Kenya company law: Positions of directors of a company

(a)        Directors as agents

The directors are elected representatives of shareholders.  They are in the eyes of law agents of the company and the general principles of agency regulate in most cases, the relationship between the company and its directors.

The directors are more than agents- they have in certain matters, independent powers.  They are not bound to consult shareholders in all maters.  Power vested with directors, they and they alone can exercise these powers.

(b)       Directors are not personally liable as agents

Where the directors of a company act on its behalf, they are personally liable for contracts which they make provided they act within the scope of their authority and they do not make contracts in their personal names.
It was held that “whenever an agent is liable, directors would be liable, where the principal would be liable; the liability is the liability of the company”.
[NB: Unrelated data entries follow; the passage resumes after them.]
PR #1154, opened 2026-05-04
Fix #1142 bootstrap fresh DB migrations

### LINKED ISSUE #1142: [blocks-scenario] Fresh install: 7 [work] migrations pending after pm init + first pm; second pm hits migration gate
## Repro
Exact sequence (copy-pasteable, isolated HOME):
\`\`\`bash
TEST_HOME=/tmp/polly-fresh-install-test-$(date +%s)
rm -rf \"$TEST_HOME\"; mkdir -p \"$TEST_HOME\"
export HOME=\"$TEST_HOME\"; export TMUX=
uv tool install --reinstall /Users/sam/dev/pollypm
\"$HOME/.local/bin/pm\" init
# first pm — runs [state] migrations silently, leaves [work] migrations unapplied
\"$HOME/.local/bin/pm\"
# second pm — blocked by migration gate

The directors are personally liable when:-
(i)                 The contract is in their names
(ii)               They use the company name incorrectly e.g. by omitting the words Ltd & Plv. Ltd.
(iii)             The contract is signed in such a way that it is not clear whether it is the agent or principal who signed it.
(iv)             They exceed the powers given to them by memorandum and articles of association.
(c)        Directors as Employees

Although directors are agents of the company, they are not employees or servants of the company for being entitled to privileges and benefits which are granted under the company’s Act to employees but there is nothing to prevent a director from being a servant of the company under a special contract of service, which he may enter into with the company.
Palmer’s statement gives an insight into this matter. He states that, “Directors are not as such employees of the company or employed by the company nor they are servants of the company or members of its staff.  A director can, however hold salaried employment or an office in addition to that of his directorship which may for this purpose make him an employee or servant and in such a case, he would enjoy any right given to employees as such but his directorship and his rights through that directorship are quite separate from his rights as employee”.
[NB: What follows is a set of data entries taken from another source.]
PR #1173, opened 2026-05-05
Fix #1167 surface stopped worker panes

### LINKED ISSUE #1167: [regression] Stuck worker (SIGSTOP'd) not surfaced in cockpit dashboard within 60s
## Repro
```bash
# Suspend the inner codex binary for worker-itsalive
target_window=$(tmux list-windows -t pollypm-storage-closet | grep worker-itsalive | head -1 | cut -d: -f1)
node_pid=$(tmux list-panes -t "pollypm-storage-closet:$target_window" -F "#{pane_pid}")
inner=$(ps -ef | awk -v p="$node_pid" '$3==p {print $2}')
kill -STOP "$inner"

# Wait the documented 60s heartbeat sweep
sleep 60

# Observe cockpit dashboard
tmux capture-pane -t pollypm:0.1 -p | grep -E "itsalive|stuck|⚠|⏻"
```

## Expected
Per scenario 53 success criterion: stuck worker visible in Workers view (or at minimum on the dashboard "Now" panel) within 60s, with some indicator (`stuck`, `⚠`, `⏻`, or similar) and ideally an inbox alert.

## Actual
After SIGSTOP-ing the inner codex binary (verified STAT=T+) and waiting 60s, the dashboard's "Now" panel still shows:
```
   ● itsalive
     • Hi. I've skimmed the PollyPM system guide, the worker_itsalive role…  just now
```
No warning glyph, no "stuck" label, no timestamp staleness reflected ("just now" is wrong — the worker has been frozen for over a minute). No new inbox item appears either.

Verified the worker WAS stopped: `ps -p 32038 -o stat` showed `T+`. Restored with SIGCONT after observation.

I could not directly verify the dedicated Workers view because cockpit-send-key for `A`/`I`/`g` are no-ops (see #1163), but the dashboard's "Now" feed is the highest-signal user surface and contains no indicator either.

## Scenario context
Scenario 53 — worker stuck
Round: 2
tmux pane size: 189x80 (cockpit pane 0.1)

## Severity
regression — session-health monitoring is documented in the scenario as a release-blocker; the dashboard claims the worker is active "just now" while it is in fact SIGSTOP'd. A user with a wedged worker would have no signal until they manually opened the storage closet.

## Filed by
Tester sub-agent for round 2 (scenario 53).

samhotchkiss:
Closes #1167

Adds tmux process-tree detection for SIGSTOP'd pane descendants and carries that mechanical signal through heartbeat contexts. Stopped panes now raise a pane_stopped alert and mark the runtime status as stuck, so the Home dashboard shows a stuck indicator instead of refreshing as healthy.

Layer self-audit: touched store/IO-adjacent tmux probing in src/pollypm/tmux/client.py and domain heartbeat code in src/pollypm/heartbeats/*.py; no UI imports from store and no cross-layer imports added.

### DIFF
--- a/src/pollypm/heartbeats/api.py
+++ b/src/pollypm/heartbeats/api.py
@@ -308,10 +308,20 @@ class SupervisorHeartbeatAPI:
             pane_id: str | None = None
             pane_command: str | None = None
             pane_dead = False
+            pane_stopped = False
             if window is not None:
                 pane_id = window.pane_id
                 pane_command = window.pane_current_command
                 pane_dead = window.pane_dead
+                pane_pid = getattr(window, "pane_pid", None)
+                if pane_pid:
+                    try:
+                        pane_stopped = (
+                            self.supervisor.session_service.tmux
+                            .pane_has_stopped_descendant(pane_pid=int(pane_pid))
+                        )
+                    except Exception:  # noqa: BLE001
+                        pane_stopped = False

(d)       Directors as Trustees

Directors are treated as trustees of the company’s property and money and of the powers entrusted to them.
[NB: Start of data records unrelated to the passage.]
PR #1190, opened 2026-05-05
Fix #1166 keep corrupt DB cockpit pane readable

### LINKED ISSUE #1166: [regression] Corrupted state.db: cockpit content pane crash-loops, error message flickers (~1Hz respawn)
## Repro

Boot pm up under an isolated HOME, then corrupt the centralized state.db while the cockpit is alive.

```bash
TEST_HOME=/tmp/polly-corrupt-test-$(date +%s)
mkdir -p "$TEST_HOME"
HOME="$TEST_HOME" uv tool install --reinstall /Users/sam/dev/pollypm
HOME="$TEST_HOME" "$TEST_HOME/.local/bin/pm" init
HOME="$TEST_HOME" "$TEST_HOME/.local/bin/pm" migrate --apply

# Use unique tmux_session in pollypm.toml to avoid colliding with canonical
# (separate finding — see comment on #1143 for related session-name leak)
sed -i '' 's/tmux_session = "pollypm"/tmux_session = "pollypm-corrupt-r2"/' \
  "$TEST_HOME/.pollypm/pollypm.toml"

nohup env -u TMUX -u TMUX_PANE HOME="$TEST_HOME" \
  PATH="$TEST_HOME/.local/bin:$PATH" \
  script -q /dev/null "$TEST_HOME/.local/bin/pm" up < /dev/null \
  > /tmp/scenario-52-up.log 2>&1 &
disown
sleep 15

# Now corrupt the centralized DB the cockpit is reading
echo "garbage" > "$TEST_HOME/.pollypm/state.db"

# Send any key to trigger a redraw / DB read
HOME="$TEST_HOME" "$TEST_HOME/.local/bin/pm" \
  --config "$TEST_HOME/.pollypm/pollypm.toml" cockpit-send-key 'C-l'

# Watch the content pane PIDs respawn
for i in $(seq 1 12); do
  sleep 1.5
  tmux list-panes -t pollypm-corrupt-r2: -F "#{pane_id}/#{pane_pid}/#{pane_current_command}"
done
```

## Expected

After corruption is detected, the cockpit content pane shows the (very nice) "Cannot use state.db — the file is not a valid SQLite database" error message and **stays on screen** so the user can read it and follow the recovery hints.

## Actual

The corruption is correctly detected (good!) and a high-quality error screen IS rendered, but the Python pane immediately exits and is respawned by the wrapper `while true` loop in zsh, then exits again, on a ~1Hz cycle. Net effect to the user: the error flickers in and out and is hard to read, and the tmux pane churns up CPU.

Pane respawn evidence (PIDs change every ~1.5s):

```
T+1s panes=%20756/50569/zsh,
T+3s panes=%20756/50569/zsh,%20973/68375/Python,
T+4s panes=%20756/50569/zsh,%20975/68452/Python,
T+6s panes=%20756/50569/zsh,%20977/68565/Python,
T+7s panes=%20756/50569/zsh,%20978/68604/Python,
T+9s panes=%20756/50569/zsh,%20980/68915/Python,
T+10s panes=%20756/50569/zsh,
T+12s panes=%20756/50569/zsh,%20983/69213/Python,
T+13s panes=%20756/50569/zsh,%20985/69352/Python,
T+15s panes=%20756/50569/zsh,%20987/69463/Python,
T+16s panes=%20756/50569/zsh,%20988/69544/Python,
T+18s panes=%20756/50569/zsh,%20990/69619/Python,
```

A race-grabbed capture of the live frame (text is correct and useful):

```
✗ Cannot use state.db — the file is not a valid SQLite database.

PollyPM could not read its central store. This is data-store corruption, not a
pending schema migration, so `pm migrate` cannot repair it.

Next: Run `pm doctor` to confirm the failure, then restore from a recent backup with `pm restore <snapshot> --confirm` or move the corrupt state.db aside before reinitializing.

Options:
  - Diagnose
      pm doctor
  - List backups
      ls ~/.pollypm/backups
  - Restore backup
      pm restore ~/.pollypm/backups/<snapshot>.db.gz --confirm

DB: /private/tmp/polly-corrupt-test-1777939166/.pollypm/state.db SQLite error:
database disk image is malformed
```

The rail (left side) keeps rendering happily off the WAL cache, so the cockpit looks "alive" but the content pane is constantly crashing.

For crash-detection only (per protocol): errors.log shows the underlying SQLite error driving the loop:

```
sqlite3.DatabaseError: database disk image is malformed
  File ".../pollypm/storage/state.py", line 566, in __init__
    self.execute("PRAGMA auto_vacuum=INCREMENTAL")
```

Plugin replay (`task_assignment_notify`) re-opens the StateStore on each `session.created`, hitting the same error every couple of seconds, which appears to drive the respawn cycle.

## Scenario context

Scenario 52 — corrupted state.db
Round: 2 (re-test after #1148 + #1143/#1155 merged)
tmux pane size: 220x80
Installed pm: pollypm 1.0.0rc2 (built from main @ ae95fedf locally)

## Severity

regression — #1148 fixed the CLI surface (good error in `pm`/`pm migrate`/`pm status`), but the cockpit-pane render path now crash-loops instead of staying on the error screen. Pre-#1148 the cockpit render was unverified (scenario was blocked). The error text quality is excellent; the only remaining bug is "render once and stay" instead of "render and exit".

## Suggested fix layer

cockpit / pane wrapper — either (a) when the cockpit detects unrecoverable DB corruption and renders the error screen, exit with a sentinel that causes the wrapper `while true` loop in zsh to NOT respawn, or (b) keep the Textual app running on the error screen instead of returning, or (c) add a backoff so the respawn cycle doesn't churn.

## Filed by

Tester sub-agent for scenario 52 round 2.

samhotchkiss:
Closes #1166

When a cockpit right-pane launch hits unrecoverable state.db corruption, PollyPM now renders the existing recovery message and keeps the pane process alive so tmux does not churn through respawns. Normal CLI migration-gate callers still exit non-zero; only cockpit-pane launch commands opt into the hold behavior.

Layer self-audit: touched the store migration error exit path and cockpit right-pane launch command generation, plus focused regression tests. No inbox action/keymap behavior changed.

### DIFF
--- a/src/pollypm/cockpit_rail.py
+++ b/src/pollypm/cockpit_rail.py
@@ -3493,7 +3493,13 @@ class CockpitRouter:
         root = shlex.quote(str(self.config_path.parent.resolve()))
         import shutil
         pm_cmd = "pm" if shutil.which("pm") else "uv run pm"
-        args = [pm_cmd, "cockpit-pane", shlex.quote(kind)]
+        args = [
+            "env",
+            "POLLYPM_HOLD_UNUSABLE_DATABASE_SCREEN=1",
+            pm_cmd,
+            "cockpit-pane",
+            shlex.quote(kind),
+        ]
         if project_key is not None:
             # #751 — inbox and activity both use --project to scope
             # their view. Other views (settings/issues/project) use
--- a/src/pollypm/store/migrations.py
+++ b/src/pollypm/store/migrations.py
@@ -439,7 +439,21 @@ def format_unusable_database_message(error: UnusableDatabaseError) -> str:
 def exit_unusable_database(error: UnusableDatabaseError, *, code: int = 2) -> None:
     """Print the corruption message and exit with a non-zero CLI code."""
     sys.stderr.write(format_unusable_database_message(error) + "\n")
+    sys.stderr.flush()
+    if hold_unusable_database_screen_enabled():
+        _hold_unusable_database_screen(code=code)
     raise SystemExit(code)
+
+
+def _hold_unusable_database_screen(*, code: int) -> None:
+    """Keep a cockpit pane alive after rendering an unrecoverable DB error."""
+    import time
+
+    try:
+        while True:
+            time.sleep(3600)
+    except KeyboardInterrupt as exc:
+        raise SystemExit(code) from exc
 
 
 # ---------------------------------------------------------------------------
@@ -451,10 +465,15 @@ def exit_unusable_database(error: UnusableDatabaseError, *, code: int = 2) -> No
 # migration CLI can actually open the store to fix the situation. Also
 # useful for tests that want to exercise the raw store.
 _BYPASS_ENV = "POLLYPM_SKIP_MIGRATION_GATE"
+_HOLD_UNUSABLE_DATABASE_ENV = "POLLYPM_HOLD_UNUSABLE_DATABASE_SCREEN"
 
 
 def bypass_env_is_set() -> bool:
     return bool(os.environ.get(_BYPASS_ENV))
+
+
+def hold_unusable_database_screen_enabled() -> bool:
+    return bool(os.environ.get(_HOLD_UNUSABLE_DATABASE_ENV))
 
 
 def set_bypass(enabled: bool) -> None:
--- a/tests/test_cockpit.py
+++ b/tests/test_cockpit.py
@@ -5702,6 +5702,10 @@ def test_right_pane_command_uses_exec_to_avoid_orphans(tmp_path: Path) -> None:
             f"{kind!r} pane command missing ``exec`` keyword (would leak "
             f"orphan on respawn-pane -k): {command!r}"
         )
+        assert "env POLLYPM_HOLD_UNUSABLE_DATABASE_SCREEN=1" in command, (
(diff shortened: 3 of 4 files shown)


samhotchkiss:
Reviewer verdict: ACCEPT.

Verified by activation in isolated HOME. After corrupting state.db and forcing a right-pane respawn, PID stayed stable across 10s of monitoring (no respawn churn) and the full error screen rendered with the recovery hints (pm doctor / pm restore / list backups / DB path + SQLite error). Process state is interruptible-sleep (Ss+) — the holding helper does its job.

CLI callers (pm / pm migrate / pm status) keep their non-zero exit because they don't set POLLYPM_HOLD_UNUSABLE_DATABASE_SCREEN. Diff is tight (57/-1 across 4 files), boundaries clean (env-var signal between cockpit launcher and store gate, no new imports across layers), and the new regression test pins both the rendering and the hold-mode path.

Scoped tests green: tests/test_migration_gate.py (23 passed) + tests/test_cockpit.py::test_right_pane_command_uses_exec_to_avoid_orphans (1 passed).

(Cannot use --approve because PR author == reviewer identity; merging via squash.)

Directors are the trustees of the company’s money and property in the sense that they must account for all the company’s money and property to refund to the company any of its money or property which have been impropriety paid, that is, not to pay dividends out of capital. Company property includes confidential information and beneficial contracts meant for the company.

The following points in regard to confidential information are worth noting:-
(i)                 The information itself must be confidential- nothing public.
(ii)               The information must have been communicated to the directors or it has reached them in circumstances obliging them to treat it as confidential.
(iii)             The directors must have made an unauthorized use of that information, for example, converting it to their own use.

The court went a length to explain and define the scope of directors’ duties with emphasis on the protection of company’s property:-
(i)                 A director as a fiduciary is under an obligation not to profit himself personally from the property of the company.  More so in a situation where his interest is likely to conflict with those of the company to which he is appointed a director.
(ii)               Directors as fiduciaries, if they use the property of the company thereby making profits, must be honest enough to account for this profit to the company.
“Men who assume the complete control of the company’s business must remember that they are bound to protect the property of the company.  They are not at liberty to sacrifice the interests which they are bound to protect, and while ostensibly acting for the company, divert in their own favor business which should properly belong to the company they represent”.

Incase director s are guilty of a distinct breach of duty of which they took to secure the contract which was meant for the company, whatever benefit they must have obtained must be regarded as being held by them on behalf of the company.

Directors are however not trustees in the real sense of the word because they are not vested with the ownership of the company’s property.  It is only as regards some of their obligations to the company and certain powers that they are regarded as trustees of the company.

The directors are really only quasi trustees because:
(i)                 They are not vested with the ownership of the company’s property.
(ii)               Their functions are not the same as those of trustees.
(iii)             Their duties of care are not as onerous as those of trustees.

True position of directors according to Jessel, M.R. in Forest of Dean Coal Mining Company, observed that, “Directors have sometimes been called as trustees or commercial trustees and sometimes they have been called managing partners, it does not matters much what you call them so long as you understand what their real position is, which is that they are really commercial men managing a trading concern for the benefits of themselves and of all the shareholders.  They stand in a fiduciary position towards the company in respect of their powers and capital under their control”.